[EXERCISE GOAL]:
Please filter the data below down to the lines holding the string "they".

+ + + + + + +

Issue #7897, opened 2022-01-27
Google.Cloud.Stoage.V1 DownloadObjectAsync doesn't provide content version information


lukepuplett:
**Is your feature request related to a problem? Please describe.**

I'm learning Google Cloud from a C#.NET world. The basic Cloud Storage for blobs has an unusual design. I'm using **Google.Cloud.Stoage.V1** package.

When I download an object's contents, I don't seem to be furnished with versioning information to go with it. This is the norm with web resources and I understand that the JSON API returns HTTP/1.1 ETags and supports standard HTTP conditional headers.

The library is either an awful design (perhaps it's not used much by C# devs and no one has ever told you), or I'm missing something :)

In order to get hold of version information to use in subsequent requests, I need to get it in a second request, by which time the object may have changed.

I can only assume the design is to force two requests, i.e. to get the "object" first (metadata), then use the version information on that to conditionally download its contents using if-match semantics. But I'm not sure what happens when the condition fails, since `DownloadObjectAsync()` has no return type to communicate anything with me.

Specifically I am talking about this method.

```csharp
    // Google.Cloud.Storage.V1.dll / StorageClient.cs
    public virtual Task DownloadObjectAsync(string bucket, string objectName, Stream destination, DownloadObjectOptions options = null, CancellationToken cancellationToken = default(CancellationToken), IProgress<IDownloadProgress> progress = null);
```

 **Describe the solution you'd like**

The `DownloadObjectAsync()` needs to return something to communicate a) whether request preconditions were met or not, and b) the ETag and generation number and any other salient information for the contents at the instant they were read at source.

 **Describe alternatives you've considered**

Make two requests, one for metadata and another conditional request for the contents, and retry the whole thing if the second request fails conditions. If the object is changing fast, this would cause twice the traffic on retries. It's weird.

 **Additional context**

I am new to Google Cloud. I am very old to C#. I haven't downloaded or even created a bucket yet, I'm reading and coding my first try with Google Storage and have come across this odd design.

lukepuplett:
In the meantime, can someone let me know what is the behaviour when a condition is not met? (and even better, update the docs). It would save me and others from spending an hour to test it so we know what code to write.

jskeet:
[...]

PR #7904, opened 2022-01-28
Prototype of recording content metadata while downloading

jskeet:
We won't do this until the next major version (as it's a breaking change) but this would address #7897.

This is really just a prototype to:

- Check that it's feasible (looks like it is)
- Provide a straw man of the general design to discuss

### DIFF
--- a/apis/Google.Cloud.Storage.V1/Google.Cloud.Storage.V1.IntegrationTests/DownloadObjectTest.cs
+++ b/apis/Google.Cloud.Storage.V1/Google.Cloud.Storage.V1.IntegrationTests/DownloadObjectTest.cs
@@ -45,7 +45,10 @@ namespace Google.Cloud.Storage.V1.IntegrationTests
         {
             using (var stream = new MemoryStream())
             {
-                await _fixture.Client.DownloadObjectAsync(_fixture.ReadBucket, _fixture.SmallObject, stream);
+                var metadata = await _fixture.Client.DownloadObjectAsync(_fixture.ReadBucket, _fixture.SmallObject, stream);
+                Assert.NotNull(metadata.Hash);
+                Assert.NotNull(metadata.Generation);
+                Assert.NotNull(metadata.Metageneration);
                 Assert.Equal(_fixture.SmallContent, stream.ToArray());
             }
         }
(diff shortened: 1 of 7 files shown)


lukepuplett:
Hi Jon, thanks for this. It looks good, and the return type provides an opportunity to expand if ever needed. The expansions that come to mind would be other information that the API/HTTP thinks is useful, e.g. Content-Length, Content-Type, Content-Encoding, Etag, and Last-Modified.

Content-Encoding may be a great or terrible choice. If the downloading of a gzipped blob automatically unzips it, then that information would become useless, incorrect to the programmer. However, if no such decompression occurs then the programmer will need this in order to deal with the stream appropriately.

Etag may also be useless if it's not possible to subsequently use the value in a future conditional request.

The only other thing that came to mind is the property name 'Hash'. Maybe it should be the same as it is in the `Google.Apis.Storage.v1.Data.Object` type, i.e. `Md5Hash` or kept as you have it, which is the same as the source header.

I guess the fear would be if it was `Md5Hash` the JSON API must never switch to another algorithm, or if it did, it'd need to also send the MD5 in another header. As it stands, the JSON API being equivocal on what exactly its "hash" header is, affords the potential to change. This may be extremely unlikely in practice.

I've no experience of maintaining a public C# API and the considerations for breaking changes, so this could be a daft idea, but I wonder if this could be a new method like `DownloadContentAsync` and the other one can be hidden from Intellisense (I don't know what tooling support is like for `EditorBrowsable`) and marked obsolete.

Thanks for your time and sharing early :)

lukepuplett:
I should add that these other HTTP response data may also place too strong a link between the C# API and its underlying transport. I don't know; just thoughts.

jskeet:
Thanks for the comments. It looks like Go already has this: https://pkg.go.dev/cloud.google.com/go/storage#ReaderObjectAttrs

... so we'll align with Go, possibly adding to (or clarifying) what they're returning.

In terms of the hash, this *isn't* the MD5 hash - it's the CRC32 hash, but the value includes the hash type ("crc32=..."). We could potentially make the property return a sequence of hash values, so that if the server ever starts returning multiple values (adding md5 as well as crc32 for example) clients could continue to work. But we'll get to that level of detail when we're closer to being able to merge this.

jskeet:
Closing this PR for now, but leaving the branch. We will almost certainly revive this in March/April as we approach the new major version.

+ + + + + + +

[FINISHED TASK]:
The `DownloadObjectAsync()` needs to return something to communicate a) whether request preconditions were met or not, and b) the ETag and generation number and any other salient information for the contents at the instant they were read at source.
... so we'll align with Go, possibly adding to (or clarifying) what they're returning.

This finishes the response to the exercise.